Exercise directions —
Wherever the string "because" shows up in the material below, copy that line.

Data extract —
PR #1439, opened 2023-09-25
Fix builds for Rails 7.1.0

yuki24:
Right now, Ransack fails to execute on Rails 7.1.0beta1 with the error below:

```
  1) Ransack::Search#method_missing allows chaining to access nested conditions
     Failure/Error: table        = attr.arel_attribute.relation.table_name

     NoMethodError:
       undefined method `table_name' for #<Arel::Table:...>
```

This is because the `table_name` method has been dropped as part of this commit https://github.com/rails/rails/commit/1d98bc563a8a7faf26238eaaa54a3257a95d644d, which has made Rails imcompatible with Ransack.

This PR adds a check for the existence of the `table_name` method to restore the compatibility.

### DIFF
--- a/.github/workflows/test.yml
+++ b/.github/workflows/test.yml
@@ -13,6 +13,7 @@ jobs:
       fail-fast: false
       matrix:
         rails:
+          - v7.1.0.rc2
           - v7.0.3
           - v6.1.6
         ruby:
@@ -38,6 +39,7 @@ jobs:
       fail-fast: false
       matrix:
         rails:
+          - v7.1.0.rc2
           - v7.0.3
           - v6.1.6
         ruby:
@@ -72,6 +74,7 @@ jobs:
       fail-fast: false
       matrix:
         rails:
+          - v7.1.0.rc2
           - v7.0.3
           - v6.1.6
         ruby:
--- a/.github/workflows/test.yml
+++ b/.github/workflows/test.yml
@@ -13,7 +13,7 @@ jobs:
       fail-fast: false
       matrix:
         rails:
-          - v7.1.0.rc2
+          - v7.1.0
           - v7.0.3
           - v6.1.6
         ruby:
@@ -39,7 +39,7 @@ jobs:
       fail-fast: false
       matrix:
         rails:
-          - v7.1.0.rc2
+          - v7.1.0
           - v7.0.3
           - v6.1.6
         ruby:
@@ -74,7 +74,7 @@ jobs:
       fail-fast: false
       matrix:
         rails:
-          - v7.1.0.rc2
+          - v7.1.0
           - v7.0.3
           - v6.1.6
         ruby:
--- a/lib/ransack/adapters/active_record/context.rb
+++ b/lib/ransack/adapters/active_record/context.rb
@@ -12,8 +12,9 @@ module Ransack
 
         def type_for(attr)
           return nil unless attr && attr.valid?
+          relation     = attr.arel_attribute.relation
           name         = attr.arel_attribute.name.to_s
-          table        = attr.arel_attribute.relation.table_name
+          table        = relation.respond_to?(:table_name) ? relation.table_name : relation.name
           schema_cache = self.klass.connection.schema_cache
           unless schema_cache.send(:data_source_exists?, table)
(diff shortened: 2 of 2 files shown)


jlupox:
Thanks @yuki24.
It doesn't work for me. I have to change to:

`table        = relation.respond_to?(:table_name) ? relation.try(:table_name) : relation.name`

yuki24:
@jlupox Thanks for pointing that out! It was embarrassingly broken 😅 But it should be fixed now.

engineersmnky:
I would recommend just changing this to 
```
table        = attr.arel_attribute.relation.name
```
Checking for the existence of `table_name` is unnecessary overhead as `Arel::Table#name` has always existed.

yuki24:
@engineersmnky That didn't work, as it's not always the `Arel::Table` object but could be `Arel::TableAlias` object, in which case there are many failing tests:

```
  18) Ransack::Search#method_missing allows chaining to access nested conditions
      Failure/Error: raise "No table named #{table} exists."

      RuntimeError:
        No table named children_people exists.
      # ./lib/ransack/adapters/active_record/context.rb:20:in `type_for'
      # ./lib/ransack/nodes/attribute.rb:35:in `type'
      # ./lib/ransack/nodes/condition.rb:266:in `default_type'
      # ./lib/ransack/nodes/condition.rb:25:in `extract'
      # ./lib/ransack/nodes/grouping.rb:175:in `write_attribute'
      # ./lib/ransack/nodes/grouping.rb:155:in `block in build'
      # ./lib/ransack/nodes/grouping.rb:150:in `each'
      # ./lib/ransack/nodes/grouping.rb:150:in `build'
      # ./lib/ransack/nodes/grouping.rb:146:in `new_grouping'
      # ./lib/ransack/nodes/grouping.rb:95:in `block in groupings='
      # ./lib/ransack/nodes/grouping.rb:94:in `each'
      # ./lib/ransack/nodes/grouping.rb:94:in `groupings='
      # ./lib/ransack/search.rb:106:in `method_missing'
      # ./spec/ransack/search_spec.rb:687:in `block (3 levels) in <module:Ransack>'
```

engineersmnky:
Sorry I missed that because while `Arel::TableAlias` defines name it refers to the wrong side.

In that case I agree the `respond_to` check is needed but the `try` is superfluous.

yuki24:
@engineersmnky The `try` call is not there any more. It would have been greatly appreciated if you had read the actual code in the PR.

yuki24:
Rails 7.1 release is right around the corner, and it would be great if we could get this merged. The tests are all green and the Code Climate check seems trivial (only 1 point of complexity check).

jayshepherd:
> Rails 7.1 release is right around the corner, and it would be great if we could get this merged. The tests are all green and the Code Climate check seems trivial (only 1 point of complexity check).

Looks like it was this morning..  Mind bumping to 7.1.0?

yuki24:
@jayshepherd The world moves too fast! Ju updated the CI config and this should be good now.

davidwessman:
Is there something we can help with to move this along? Testing?

n-rodriguez:
Hi there! Any news?

deivid-rodriguez:
Hello! I'll try to merge and get a release out this week, thanks for the patience!

deivid-rodriguez:
Hei, I was expecting to release this week as I said, but I realized I'd like to give @scarroll32 a chance to validate what's going in, and leave whatever feedback he has. So I'd let this PR sit for a couple of days in main before releasing.

Apologies if I created some false expectations there! New ETA around the middle of next week unless Sean gets to it earlier.

@scarroll32 I left a release draft ready in case you want to have a look. There's not much to be released, really.

scarroll32:
Looks good to me, thank you @deivid-rodriguez and @yuki24

deivid-rodriguez:
Awesome, I will release now then. By the way, I sneaked #1447 into the release in the last minute and will include it too!

Augustin-Grenne:
I'd like to second @iainbeeston request to backport this to ransack 3 as sadly patching 4 proofed insufficient (see my comment) and I'm also waiting on #1403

Your response —
This is because the `table_name` method has been dropped as part of this commit https://github.com/rails/rails/commit/1d98bc563a8a7faf26238eaaa54a3257a95d644d, which has made Rails imcompatible with Ransack.
Sorry I missed that because while `Arel::TableAlias` defines name it refers to the wrong side.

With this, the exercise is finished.